Nachdem die Schwester das Zimmer verlassen hatte, setzte sich Damon zu dem Herzog. »Du siehst gut aus«, meinte er.
»Ja, es geht mir recht gut.« Frederick griff hinter sein Kissen, zog eine flache silberne Flasche hervor und schüttete einen ansehnlichen Schluck Brandy in seine heiße Milch.
»Du änderst dich nie«, sagte Damon bedauernd und schüttelte den Kopf, als sein Vater auch ihm die Flasche anbot.
Kurz schien der Herzog enttäuscht, weil sein Sohn den Brandy ablehnte, aber dann zuckte er signiert die Schultern.
»Du auch nicht.« Er nahm einen großen Schluck und schmatzte mit den Lippen. »Also … was ist mit William?«
So sachlich wie möglich erzählte Damon ihm von den Ereignissen der vergangenen beiden Tage. So wie Damon erwartet hatte, schien der Bericht Frederick außerordentlich zu unterhalten. Zunächst wirkte er leicht verstimmt, aber das wurde schnell durch ein unangebrachtes Gefühl männlichen Stolzes ersetzt.
»Dummer, hemmungsloser junge …«, lachte der Herzog. »William hat die Moral eines Schürzenjägers.«
Damon zog ein finsteres Gesicht. »Ist sein Verhalten verwunderlich nach dem Beispiel, das du ihm all diese Jahre gegeben hast?«
»Ach … so ist das«, sagte Frederick ärgerlich und machte eine Handbewegung mit seiner halb ausgetrunkenen Milch. »Du versuchst, mir das vorzuwerfen?«
Es hatte Damon immer wütend gemacht, dass sein Vater nichts bereute, dass er so vollkommen unwillig war, die Verantwortung für seine Handlungen zu übernehmen. »Ich mache mir Sorgen, dass William in deine Fußstapfen tritt«, murmelte er. »Er scheint die gleiche Vorliebe für Hurerei und Glücksspiel zu haben wie du.«
»Und wenn schon?
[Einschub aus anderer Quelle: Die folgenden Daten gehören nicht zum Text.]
PR #2247, opened 2018-10-03
Update mysql logging command and fix mod_security filter

Holston5:

I couldn't find any issues related to this change so there are none to close.
The  "log-warning = 2" option in both files should read "log-warnings = 2".  Mysql demon fails to start when incorrectly set to "log-warning = 2"

[Commit 2](https://github.com/fail2ban/fail2ban/pull/2247#issuecomment-427043957):

Filter for mod_security doesn't work out of the box and needs tweaking.

### DIFF
--- a/config/filter.d/apache-modsecurity.conf
+++ b/config/filter.d/apache-modsecurity.conf
@@ -10,7 +10,7 @@ before = apache-common.conf
 [Definition]
 
 
-failregex = ^%(_apache_error_client)s *ModSecurity:\s+(?:\[(?:\w+ \"[^\"]*\"|[^\]]*)\]\s*)*Access denied with code [45]\d\d
+failregex = ^%(_apache_error_client)s(?: \[client [^\]]+\])? ModSecurity:\s+(?:\[(?:\w+ \"[^\"]*\"|[^\]]*)\]\s*)*Access denied with code [45]\d\d
 
 ignoreregex = 
 
--- a/config/filter.d/apache-modsecurity.conf
+++ b/config/filter.d/apache-modsecurity.conf
@@ -10,7 +10,7 @@ before = apache-common.conf
 [Definition]
 
 
-failregex = ^%(_apache_error_client)s ModSecurity:\s+(?:\[(?:\w+ \"[^\"]*\"|[^\]]*)\]\s*)*Access denied with code [45]\d\d
+failregex = ^%(_apache_error_client)s *ModSecurity:\s+(?:\[(?:\w+ \"[^\"]*\"|[^\]]*)\]\s*)*Access denied with code [45]\d\d
 
 ignoreregex = 
 
--- a/config/filter.d/mysqld-auth.conf
+++ b/config/filter.d/mysqld-auth.conf
@@ -3,7 +3,7 @@
 #
 # To log wrong MySQL access attempts add to /etc/my.cnf in [mysqld]:
 # log-error=/var/log/mysqld.log
-# log-warning = 2
+# log-warnings = 2
 #
 # If using mysql syslog [mysql_safe] has syslog in /etc/my.cnf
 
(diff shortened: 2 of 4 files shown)


Holston5:
Filter for mod_security also needed amending as currently fail2ban doesn't work out of the box.
As mentioned [here](https://serverfault.com/questions/845270/fail2ban-and-modsecurity-not-working) the default filter is:
`
failregex = ^%(_apache_error_client)s ModSecurity: etc...
`
But that doesn't match the actual log pattern: (A real entry taken from my log)

> [Thu Oct 04 08:05:49.983217 2018] [:error] [pid <pid>] [client XXX.XXX.XXX.XXX:XXXX] [client XXX.XXX.XXX.XXX] ModSecurity: Warning. Pattern match "^[\\\\d.:]+$" at REQUEST_HEADERS:Host. [file "/usr/share/modsecurity-crs/rules/REQUEST-920-PROTOCOL-ENFORCEMENT.conf"] <snip>

The changed filter resolves this

config/filter.d/apache-modsecurity.conf
```diff
@@ -10,7 +10,7 @@ before = apache-common.conf
 [Definition]
 
 
-failregex = ^%(_apache_error_client)s ModSecurity:\s+(?:\[(?:\w+ \"[^\"]*\"|[^\]]*)\]\s*)*Access denied with code [45]\d\d
+failregex = ^%(_apache_error_client)s *ModSecurity:\s+(?:\[(?:\w+ \"[^\"]*\"|[^\]]*)\]\s*)*Access denied with code [45]\d\d
```
sebres: Hmm...
Note that quantifier `*` applied to the token after it is placed, so in this case for space ` ` only.

May be you want something like this...
```diff
- failregex = ^%(_apache_error_client)s ModSecurity:\s+(?:\[(?:\w+ \"[^\"]*\"|[^\]]*)\]\s*)*Access denied with code [45]\d\d
+ failregex = ^%(_apache_error_client)s(?: \[client [^\]]+\])? ModSecurity:\s+(?:\[(?:\w+ \"[^\"]*\"|[^\]]*)\]\s*)*Access denied with code [45]\d\d
```

Holston5: There are two client instances next to each other in some versions of mod_security (see my log entry).  The * would catch both of them

sebres: Nope, it would not - the `*` is after space, so it matches 0..N spaces only.
I try to explain this - you see, the second case does not match:
```bash
$ python -c 'import re; m = re.match(r"^C * mod", "C mod"); print(m.group(0) if m else m)'
C mod
$ python -c 'import re; m = re.match(r"^C * mod", "C C mod"); print(m.group(0) if m else m)'
None
$ python -c 'import re; m = re.match(r"^C(?: C)? mod", "C C mod"); print(m.group(0) if m else m)'
C C mod
```
Possibly you've tried with `*` directly after `%(_apache_error_client)s` (so again, not after space), then it can work, but it is too aggressive...

Holston5: Yes you are right, thank you

sebres:
Are the IPs in the both `[client ...]` equal? (and if not, then which from both is a real IP of intruder?)

Holston5:
> Are the IPs in the both `[client ...]` equal? (and if not, then which from both is a real IP of intruder?)

The first client field is IP:SOURCEPORT and the second is just IP.  Both IP's appear to be the same but I have a relatively small sample pool (<100) to check from.

crazy4chrissi:
Regarding modsecurity:
It is true that the current rule does not match current modsecurity logs.
See these links for explanations and modified rules:
https://serverfault.com/questions/845270/fail2ban-and-modsecurity-not-working
https://www.kazimer.com/update-fail2ban-apache-security-conf-filter-for-security2-module/

sebres:
Branch is rebased to 0.10, merge to both major branches (0.10/0.11).
Thx!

Was könnte ihm denn schlimmstenfalls passieren?«
»Er könnte in einem Duell erschossen werden oder ein Vermögen an Schulden anhäufen.«
Sein Vater sah ihn mit unerträglicher Gleichgültigkeit an. »Ich würde mir um die Schulden keine Sorgen machen.
Das Geld kommt immer, auf die eine oder andere Art.«
»Wie gut ich das weiß!« Damon war voller Sarkasmus. »Vor achtzehn Jahren ist es ganz einfach zu dir gekommen, nicht wahr? Du hast die Familie an den Rand des Ruins gebracht und Lord Hargate die ideale Gelegenheit geboten, sich mit seinem Angebot einer reichlichen Mitgift einzuschalten. Du musstest lediglich deinen siebenjährigen Sohn mit seiner Tochter verheiraten, die damals kaum aus den Windeln war.«
Frederick seufzte und stellte sein leeres Glas auf den Nach tisch. »Du kannst mir alles vorwerfen, was du willst …
einschließlich Williams Eskapaden und deiner eigenen Unzufriedenheit mit dem Leben. Ich bezweifle nicht, dass ich nicht der Vater war, der ich hätte sein sollen. Aber Tatsache ist, dass ich getan habe, was ich tun musste.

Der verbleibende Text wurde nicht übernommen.